Statistik selalu menunjukkan pemimpin perempuan memiliki empati yang luar biasa terhadap karyawannya, sehingga pekerja merasa terinspirasi dan muncul loyalitas terhadap perusahaan. Para pekerja tidak hanya mematuhi perintah, tetapi juga mencerminkan kepribadian pemimpinnya. Oleh karena itu, mereka menginginkan seseorang yang terbuka dengan ide-ide baru, jujur dan berintegritas, peka dan tidak abai terhadap masalah kesehatan mental pekerja.
Seiring kemajuan teknologi yang pesat, tekanan dari lingkungan kerja pun semakin tinggi. Penguasaan teknis tidak lagi menjadi satu-satunya syarat bagi pemimpin untuk dapat memajukan perusahaan atau instansi yang dipimpinnya, melainkan kepekaan pemimpin terhadap faktor emosional pekerja sangat relevan untuk meningkatkan produktivitasnya.

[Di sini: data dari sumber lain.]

PR #924, opened 2017-01-12
Port Python Sphinx doc files from Packman

### LINKED ISSUE #920: Port Python Sphinx configuration from Packman
### What

The [Sphinx configuration templates](https://github.com/googleapis/packman/tree/master/templates/gax/python/docs) previously generated by Packman need to be ported to `toolkit`, since the Python code generation pipeline no longer uses Packman.

### How

Translate the `.mustache` files to `.snip` files. Note that it will likely be necessary to make some changes to the [transformer](https://github.com/googleapis/toolkit/blob/baa2d3f832ddf8109577c9159a2ab1785de8ea03/src/main/java/com/google/api/codegen/transformer/py/PythonPackageMetadataTransformer.java)/ViewModel in order to pass the list of GAPIC Python modules to [the `index.rst` template](https://github.com/googleapis/packman/blob/master/templates/gax/python/docs/index.rst.mustache); this list of modules is used by Sphinx autosummary.

geigerj:
This is a translation of the mustache templates here:

  https://github.com/googleapis/packman/tree/master/templates/gax/python/docs

to SnippetSet templates.

Note that these templates require knowledge of the Python modules produced
during earlier stages of GAPIC generation. To do so, the PR passes the
`GapicProvider`s for these stages directly to the PackageMetadataTransformer,
and calls `generate()` on those providers to determine their output. After
Python is on MVVM, we can avoid actually running `generate()` twice by passing
the relevant transformers, and get the output module filenames from the
ViewModels they produce without actually rendering the templates twice.

Fixes #920


geigerj:
@lukesneeringer @shinfan PTAL

src/test/java/com/google/api/codegen/testdata/python_doc_docs_conf_library.baseline
```diff
@@ -0,0 +1,140 @@
...
+
+
+todo_include_todos = True
+
+
+
+html_theme = 'sphinx_rtd_theme'
+
+
+
```
geigerj: Ah, whoops. The `#` are comments in SnippetSet templates but not in mustache. I will fix this.

src/main/java/com/google/api/codegen/viewmodel/metadata/PackageMetadataView.java
```diff
@@ -75,8 +75,15 @@ public String resourceRoot() {
 
   public abstract boolean hasMultipleServices();
 
+  // Python-specific configuration
   @Nullable
-  public abstract List<String> namespacePackages();
+  public abstract List<String> pythonNamespacePackages();
```
geigerj: I assume this isn't the first time language-specific fields have popped up in MVVM viewmodels, but I'm not familiar enough with MVVM to point to another case. Is there are canonical solution to this?

(I might add a field `LanguagePackageMetadataView languageFields` to `PackageMetadataView` where `LanguagePackageMetadataView` is an empty interface implemented by `PythonPackageMetadataView`?)

garrettjonesgoogle: The canonical solution is to try and come up with a general name for the feature, so that if there is another language that implements a logically equivalent feature, that language could use the same field.

src/main/java/com/google/api/codegen/transformer/py/PythonPackageMetadataTransformer.java
```diff
@@ -69,23 +88,60 @@ public PythonPackageMetadataTransformer(PackageMetadataConfig packageConfig) {
...
         .build();
   }
 
+  /** Determines the Python files generated in the main phase of generation. */
+  private void computeModules(List<GapicProvider<? extends Object>> gapicProviders) {
+    // Only run generation once.
+    if (apiModules != null && typeModules != null) {
+      return;
+    }
+    Set<String> apiModuleSet = new TreeSet<>();
```
geigerj: Done.

I think I was somehow concerned that different providers could produce duplicate output files, but if that ever happens, that's a larger issue to address...

src/main/java/com/google/api/codegen/viewmodel/metadata/PackageMetadataView.java
geigerj: Removed references to Python in these field names.

src/test/java/com/google/api/codegen/testdata/python_doc_docs_conf_library.baseline
geigerj: Done

geigerj:
@shinfan Could you take another look? I think I've addressed your comments.

shinfan:
LGTM.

Mengesampingkan perbandingan kompetensi pemimpin perempuan dan laki-laki, setiap orang harus menyadari bahwa mentalitas dan kondisi psikologis pekerja telah menjadi bagian penting yang harus diperhitungkan dalam bisnis. Dengan kesadaran ini, diharapkan segala bentuk superioritas destruktif tidak lagi berlaku di tempat kerja, demi kenyamanan dan keuntungan bersama.